Reply to post: Re: "software had become powerful enough to serve users well enough for years"

The 'new' Microsoft? I still wouldn't touch them with a barge pole

Anonymous Coward
Anonymous Coward

Re: "software had become powerful enough to serve users well enough for years"

No, there was a time when software upgrades bought improvements big enough to be worth the price and effort, even on the same hardware.

On the server side you saw and reaped real benefits from going, for example from NT to 2000 (AD, especially) to 2003 (64 bit support, especially). After that, improvements were less far reaching for the majority of customers, usually just for the high-end ones, the others saw just new costs and little more.

On the desktop side moving to 2000/XP from Win 9x meant sounder systems, while from NT it meant improved device and graphics support. 7 added the full 64 bit support XP lacked, while correcting the Vista defects. While both 8 and 10 still add improvements, again they are less compelling than before, while introducing unneeded issues.

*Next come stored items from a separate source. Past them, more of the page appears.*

PR #2877, opened 2018-03-25
Generate the most compact JSON representation in various places.

socketpair:
## Checklist

### DIFF
--- a/aiohttp/helpers.py
+++ b/aiohttp/helpers.py
@@ -7,6 +7,7 @@ import cgi
 import datetime
 import functools
 import inspect
+import json
 import netrc
 import os
 import re
@@ -741,3 +742,7 @@ def set_result(fut, result):
 def set_exception(fut, exc):
     if not fut.done():
         fut.set_exception(exc)
+
+def json_dumps(obj):
+    # Return the most compact serialisation.
+    return json.dumps(obj, ensure_ascii=False, allow_nan=False, separators=(',', ':'))
--- a/tests/test_multipart.py
+++ b/tests/test_multipart.py
@@ -737,8 +737,7 @@ async def test_writer_serialize_io_chunk(buf, stream, writer):
 async def test_writer_serialize_json(buf, stream, writer):
     writer.append_json({'привет': 'мир'})
     await writer.write(stream)
-    assert (b'{"\\u043f\\u0440\\u0438\\u0432\\u0435\\u0442":'
-            b' "\\u043c\\u0438\\u0440"}' in buf)
+    assert '{"привет":"мир"}'.encode('utf-8') in buf
 
 
 async def test_writer_serialize_form(buf, stream, writer):
@@ -778,8 +777,8 @@ async def test_writer_write(buf, stream, writer):
 
          b'--:\r\n'
          b'Content-Type: application/json\r\n'
-         b'Content-Length: 18\r\n\r\n'
-         b'{"test": "passed"}'
+         b'Content-Length: 17\r\n\r\n'
+         b'{"test":"passed"}'
          b'\r\n'
 
          b'--:\r\n'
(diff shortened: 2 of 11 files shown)


tests/test_multipart.py
```diff
@@ -737,8 +737,7 @@ class CustomReader(aiohttp.MultipartReader):
 async def test_writer_serialize_json(buf, stream, writer):
     writer.append_json({'привет': 'мир'})
     await writer.write(stream)
-    assert (b'{"\\u043f\\u0440\\u0438\\u0432\\u0435\\u0442":'
-            b' "\\u043c\\u0438\\u0440"}' in buf)
+    assert '{"привет":"мир"}'.encode('utf-8') in buf
```
socketpair, line 740: Don't know how to remake tests without dependency on JSON dumps settings.

aiohttp/helpers.py
```diff
@@ -741,3 +742,7 @@ def set_result(fut, result):
 def set_exception(fut, exc):
     if not fut.done():
         fut.set_exception(exc)
+
+def json_dumps(obj):
+    # Return the most compact serialisation.
+    return json.dumps(obj, ensure_ascii=False, allow_nan=False, separators=(',', ':'))
```
socketpair, line 748:
```
asd='превед я русский текст, как же фигово китайцам с юникодом. да уж, вот же шь у них проблемы то!!'
timeit json.dumps(asd, ensure_ascii=True)  # before patch
100000 loops, best of 3: 3.06 µs per loop

timeit json.dumps(asd, ensure_ascii=False)   # after patch
100000 loops, best of 3: 4.8 µs per loop
```

BUT

```
len(json.dumps(asd, ensure_ascii=True))  # before patch
457

len(json.dumps(asd, ensure_ascii=False))  # after patch
97
```

Interesting, for English, situation is the same (about speed):
```
zxc='some english text that. It should be exactly the same by speed of encoding to JSON. Will verify that.'
timeit json.dumps(zxc, ensure_ascii=True)
The slowest run took 6.92 times longer than the fastest. This could mean that an intermediate result is being cached.
100000 loops, best of 3: 2.31 µs per loop

timeit json.dumps(zxc, ensure_ascii=False)
100000 loops, best of 3: 4.99 µs per loop

```

socketpair: So, this is VOLUME vs CPU trade-off. Don't know what to do next -- maybe some way to configure it globally ?

asvetlov:
I think it's ok to apply `ensure_ascii`: JSON is utf-8 encoded data.
But `allow_nan` and custom separators modify output too much. Please use a custom serializer in your project to change these arguments.

asvetlov (changes requested):
See comment above

kxepal:
Disallowing NaN is actually good since NaNs aren't in JSON specification - that's rudiment from the dark days. But `ensure_ascii=False` may lead to breaking compatibility case with some json libraries which don't expect utf-8 characters and strictly follows json.org specification.

UPD: that BC is ethemeral since we could say that we are  following [RFC-7159](https://tools.ietf.org/html/rfc7159) - that's a solution too.

samuelcolvin:
Surely no JSON library will be broken by a change to separators. How can this be a problem?

hellysmile:
Hello there! What about small idea, to make it configurable per application? It can be really useful! I often see rapidjson/ujson/etc in projects and it makes annoying always pass dumps=...

kxepal:
@hellysmile 
Hi! Eventually, it's already configurable. Just create your own JsonEncoder instance with proper setup and pass it around via dump argument.

asvetlov:
I suggest closing the issue.
If somebody wants to get a compact JSON dump he can use a custom JSON serializer.

socketpair:
@asvetlov

socketpair:
`json_response.__kwdefaults__['dumps'] = partial(json.dumps, ensure_ascii=False)` for those who find this issue.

This is true also for a lot of application software, both server and desktop side. New releases may offer little new unless you are a specific high-end power user needing exactly that feature. A new DB offering fancy NoSQL and BigData features may not interest you at all when you're just running the same accounting/invoicing workloads. Adobe moved to the subscription model too because it had issue to compel most users to upgrade Photoshop as well...

Sure, some of those upgrades often required new hardware, but not every time. I had system for which the hardware was fully exploited only after a newer OS was installed - upgrading to 64 bit for example resolved a lot of issue due to 32 bit memory constraints, and it was worth the price of the new OS (on the HW side, it may have meant just some new RAM modules).

Now hardware has outpowered software up to the point you can consolidate many servers on the same hardware and still run the same workloads - but that's an issue for hardware vendors, not software ones.